Show every line of the data that contains the string "directly".

Data to examine below:

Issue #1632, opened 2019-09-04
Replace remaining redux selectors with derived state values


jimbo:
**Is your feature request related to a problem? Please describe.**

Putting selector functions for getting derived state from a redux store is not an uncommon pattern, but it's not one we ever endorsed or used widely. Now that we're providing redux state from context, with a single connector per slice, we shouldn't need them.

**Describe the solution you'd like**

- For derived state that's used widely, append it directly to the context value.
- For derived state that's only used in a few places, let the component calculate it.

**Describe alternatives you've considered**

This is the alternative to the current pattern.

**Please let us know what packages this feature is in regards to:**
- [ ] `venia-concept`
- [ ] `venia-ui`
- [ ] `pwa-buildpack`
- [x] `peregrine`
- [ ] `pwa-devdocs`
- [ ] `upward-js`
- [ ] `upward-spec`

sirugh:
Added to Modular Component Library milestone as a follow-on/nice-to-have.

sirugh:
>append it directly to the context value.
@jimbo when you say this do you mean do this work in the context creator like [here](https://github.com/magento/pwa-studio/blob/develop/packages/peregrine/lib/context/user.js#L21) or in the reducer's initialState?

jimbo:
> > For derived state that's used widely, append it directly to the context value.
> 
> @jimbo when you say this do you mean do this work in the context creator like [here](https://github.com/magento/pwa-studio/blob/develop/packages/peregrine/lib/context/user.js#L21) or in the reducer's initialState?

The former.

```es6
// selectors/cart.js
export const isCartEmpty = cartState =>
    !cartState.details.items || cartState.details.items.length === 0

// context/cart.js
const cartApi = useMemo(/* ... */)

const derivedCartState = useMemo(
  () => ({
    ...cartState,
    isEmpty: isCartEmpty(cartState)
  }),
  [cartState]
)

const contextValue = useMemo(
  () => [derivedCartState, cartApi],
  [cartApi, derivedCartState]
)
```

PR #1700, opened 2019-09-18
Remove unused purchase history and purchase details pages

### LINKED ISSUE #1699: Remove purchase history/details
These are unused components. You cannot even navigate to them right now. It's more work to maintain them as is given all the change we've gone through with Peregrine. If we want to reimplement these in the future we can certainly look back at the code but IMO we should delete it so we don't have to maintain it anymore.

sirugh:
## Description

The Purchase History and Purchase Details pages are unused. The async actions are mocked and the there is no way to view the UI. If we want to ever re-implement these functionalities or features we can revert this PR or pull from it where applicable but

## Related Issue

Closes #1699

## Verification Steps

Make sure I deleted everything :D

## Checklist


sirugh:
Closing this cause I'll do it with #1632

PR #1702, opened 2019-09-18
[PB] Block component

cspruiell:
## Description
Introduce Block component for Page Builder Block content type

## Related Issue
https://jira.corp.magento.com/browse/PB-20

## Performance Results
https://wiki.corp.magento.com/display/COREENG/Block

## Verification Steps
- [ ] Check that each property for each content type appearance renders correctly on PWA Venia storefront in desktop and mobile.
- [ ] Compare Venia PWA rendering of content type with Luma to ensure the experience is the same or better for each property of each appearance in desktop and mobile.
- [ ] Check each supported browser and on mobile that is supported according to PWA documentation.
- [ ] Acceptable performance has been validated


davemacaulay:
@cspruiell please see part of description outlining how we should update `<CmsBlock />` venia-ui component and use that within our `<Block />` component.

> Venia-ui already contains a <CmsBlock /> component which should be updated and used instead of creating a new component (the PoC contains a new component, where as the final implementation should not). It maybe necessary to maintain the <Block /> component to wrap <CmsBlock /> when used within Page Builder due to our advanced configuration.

End of Data to examine.
Data to examine below:

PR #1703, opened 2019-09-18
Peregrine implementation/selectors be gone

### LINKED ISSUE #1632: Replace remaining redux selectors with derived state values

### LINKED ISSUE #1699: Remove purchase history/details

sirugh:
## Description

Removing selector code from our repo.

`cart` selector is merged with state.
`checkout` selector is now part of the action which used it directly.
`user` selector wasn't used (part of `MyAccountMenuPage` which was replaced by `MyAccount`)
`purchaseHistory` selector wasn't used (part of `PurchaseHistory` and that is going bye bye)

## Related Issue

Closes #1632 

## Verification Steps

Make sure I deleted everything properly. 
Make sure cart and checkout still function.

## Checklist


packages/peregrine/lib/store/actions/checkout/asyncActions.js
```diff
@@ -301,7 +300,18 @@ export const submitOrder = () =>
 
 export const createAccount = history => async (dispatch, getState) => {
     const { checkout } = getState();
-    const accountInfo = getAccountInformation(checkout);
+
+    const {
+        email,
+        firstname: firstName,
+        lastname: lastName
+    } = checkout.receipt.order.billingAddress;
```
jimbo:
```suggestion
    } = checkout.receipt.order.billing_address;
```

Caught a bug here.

End of Data to examine.

**Result of this task:**
- For derived state that's used widely, append it directly to the context value.
>append it directly to the context value.
> > For derived state that's used widely, append it directly to the context value.
`checkout` selector is now part of the action which used it directly.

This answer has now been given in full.